PR #331, opened 2021-02-22
Simply suggested BOM use in gradle

jasiekmiko:
The existing instructions seemed to refer to times before gradle supported BOMs. Since there is now a go-to way for BOM use built into gradle, it seems counter-intuitive to refer potential users to an out-dated solution.

### DIFF
--- a/docs/src/main/asciidoc/getting-started.adoc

+ + +

For each line of the data that includes the word "gradle", return a copy of it.

▸ Response for this exercise:
Simply suggested BOM use in gradle
The existing instructions seemed to refer to times before gradle supported BOMs. Since there is now a go-to way for BOM use built into gradle, it seems counter-intuitive to refer potential users to an out-dated solution.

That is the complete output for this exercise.